I thought maybe someone else could use this little trick tutorial.
Comments
com/stories/story/0,,38710,00.html”">some related word or set of words, and then I need to close!!! the code < /a > (all without extra spaces that I needed to add in order to see the code).
[Note: In some situations, the quotation marks around the URL are unwarranted. Which situations? Sadly, I don’t know – another problem – but I have experienced it.]
Actually, the quotes are absolutely necessary in an HREF. One pair of quotes - only one.
The proper form of an A tag is
< a href="http://url.com"> text text< /a >
If you add an extra set of quotes in the URL (how did you get a URL like that anyway?) then it will break.

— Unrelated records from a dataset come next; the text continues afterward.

PR #3313, opened 2026-07-27
fix(coding-agent): garbage-collect stale session local roots

10kH:
Found on a developer machine, not by reading code: `/tmp/gjc-local` had grown to **1988 directories** in six days of normal use.

## The leak

`resolveLocalRoot` gives every session its own `<tmp>/gjc-local/<session-id>` directory, and the first `/tmp/gjc-local/019f83c3-2414-7000-9f81-808224d0731f` resolution seeds it with a migration marker. Nothing ever removes them — the only references to that path in the tree are creation and resolution, and `gjc gc` did not know the directory existed.

Measured state on that machine:

```
1988 directories, 16 MB
1957 created today · 29 older than a day · 2 holding real content
the rest contain exactly one 7-byte marker file and nothing else
```

Most sessions never write a `/tmp/gjc-local/019f83c3-2414-7000-9f81-808224d0731f` file, so the overwhelming majority are pure residue.

## Where the fix belongs

`gjc gc` already garbage-collects stale session records, already defaults to dry-run, and already gates removal behind `--prune`. This adds a `local_roots` store through the existing `GcStoreAdapter` seam rather than inventing a new cleanup path.

## Eligibility is deliberately narrow

No session-liveness oracle is needed, because both conditions must hold:

- **marker-only** — a directory holding anything else is never touched
- **past a 24h grace window** — a session that just started is never raced

`prune` re-classifies immediately before removing, so a root that gained content between collect and prune is skipped rather than deleted — the same TOCTOU discipline the interface docs require.

## Verified against the real 1988 directories

```
recent 1957 · marker_only 29 · in_use 2 · errors 0

gjc gc --json
  local_roots {discovered: 1988, stale: 29, would_remove: 29, removed: 0, failed: 0}
```

Dry-run correctly proposes only the 29, and protects both the 1957 fresh roots and the 2 that hold content.

## Tests

`local-root-gc.test.ts` (7 cases): absent parent, marker-only past grace → removable, marker-only inside grace → kept, content-bearing however old → kept, prune removes an eligible root, **prune re-validates and skips a root that gained content between collect and prune**, and a mixed parent classified per-entry.

## Verification

`bun run check` in `packages/coding-agent` (whole-package biome + tsc): exit 0. New suite: 7 pass / 0 fail.

Two `gc red-team invariants` cases fail identically on clean `dev` with this branch stashed, so they are pre-existing and untouched here.


Yeachan-Heo:
**Red-team verdict: APPROVE** (exact head `b00ee946ee8eb50305b99bd674fce21f8c090796`, Dev CI terminal green — run [30265079024](https://github.com/Yeachan-Heo/gajae-code/actions/runs/30265079024))

Re-run after the prior head (`a4de26a1553f936f0a5e6420066912e6f9cc4dab`) failed `gc-runtime.test.ts` on a stale hardcoded store-array assertion. Confirmed the diff at the new head is byte-identical to what fixed it: `gc-runtime.test.ts` now derives the expected store list from `GC_STORES` instead of a hand-maintained array, so adding `local_roots` can no longer silently break the assertion. Test failure was self-inflicted (assertion drift), not a safety defect, and is now fixed.

Destructive-cleanup safety checklist, verified against `local-root-gc.ts`:
- **Marker-only proof**: `classify()` treats any directory entry other than the exact legacy-marker filename as "in_use" → never removable, regardless of type.
- **Symlink/type handling**: entries aren't type-checked, only name-filtered — a symlinked extra entry still counts as "holds content" and blocks removal; a symlinked *target* directory (if ever created at a session-id path) has its own contents inspected via `readdir`, and `fs.rm` on a symlink removes only the link, never recurses into the link target (Node's `rm` behavior), so no traversal into arbitrary targets.
- **Containment**: `dir = path.join(parent, name)` where `name` comes only from `readdir(parent)` — no path built from external/untrusted input, no traversal possible.
- **TOCTOU revalidation**: `prune()` re-runs `classify()` immediately before `fs.rm`; covered end-to-end by the "re-validates at prune time and skips a root that became used" test, which injects a real file between collect and prune and asserts the root survives.
- **mtime/grace semantics**: 24h grace window on directory `mtime`; a directory younger than the window is never eligible regardless of marker state.
- **dry-run/prune contract**: `collect()` only ever reports `would_remove`; only `prune()` (gated by the pre-existing, unmodified `--prune` runtime flag) calls `fs.rm`.
- **Concurrent content creation**: explicitly covered by the TOCTOU test above.
- **Permissions/errors**: `readdir`/`stat` errors on individual entries are caught per-entry and surfaced as `GcError`, not thrown — one bad entry can't abort the whole scan; missing parent directory is treated as "nothing to report", not an error.
- **No rm outside root**: `fs.rm` is only ever called on `record.path`, itself derived from the contained `dir` above.
- Bounded scan (`MAX_ENTRIES = 20_000`) prevents a pathological directory from stalling `gjc gc`.

Tests are non-tautological — real `fs` operations against real temp directories (marker-only, in-grace, real-content, prune-success, TOCTOU-race, mixed-batch), not mocked.

—

Yeachan-Heo (approved):
See detailed red-team verdict comment above (exact head b00ee946ee8eb50305b99bd674fce21f8c090796, CI terminal green, destructive-GC safety checklist passed). APPROVE.

—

So if you often end up with doubled URLs like your example, with a blogger.com one followed by the actual URL you want people to click, make sure to get rid of the blogger.com thing, and make sure that there is only one set of quotes around the URL.
Just kidding. Apparently, I'm am a remedial poster now as well!
When I wrote this in Word, copied it into blogger, and published, I saw that I had to edit and re-publish it from the "html" because it had actually taken my tags as code and put a hyperlink on the extraneous words (I added the extra spaces to avoid that).
When I went back in, I didn't even notice the double URL!
But, I know for a fact that once I had to remove the quotation marks in a comment on blogger because it would not accept the tag with them. Ask Stephen! Really! It was his blog!
I'm being a pest, I know. But my experience is -- and this is why I love working with computers -- that there is always a hard and fast answer to seemingly wacky problems.
If you compose your comments in word, they probably use "fancy" quotes instead of the straight plain-text quotes you get in the blogger comment window. I have seen browsers be unable to render those fancy quotes, so who knows? Maybe it choked on those?
Oh, and you can actually see the different types of quotes in the example you gave. The tbs.com URL is surrounded by them.
I'm just throwing that out there as an example of something that might have caused a glitch. I doubt that was actually the cause. It's tough to really diagnose without reproducing it.
Oh, and once you removed the quotes, did the resulting link work once it was posted? Which post was it? I can look at the source code if you give me a link to the post.
Let's see if I can do it here.
FYI, you taught me something new. You can indeed add a link in a blogger comment without quotes. Blogger conveniently adds them for you behind the scenes. (I checked the code by viewing the page source in the browser)
Regarding "being stupid", I said that but please refer to my quiz and your comments on sensitivity.
And I do appreciate the help. In this case, it was pointing out my lack of careful editing.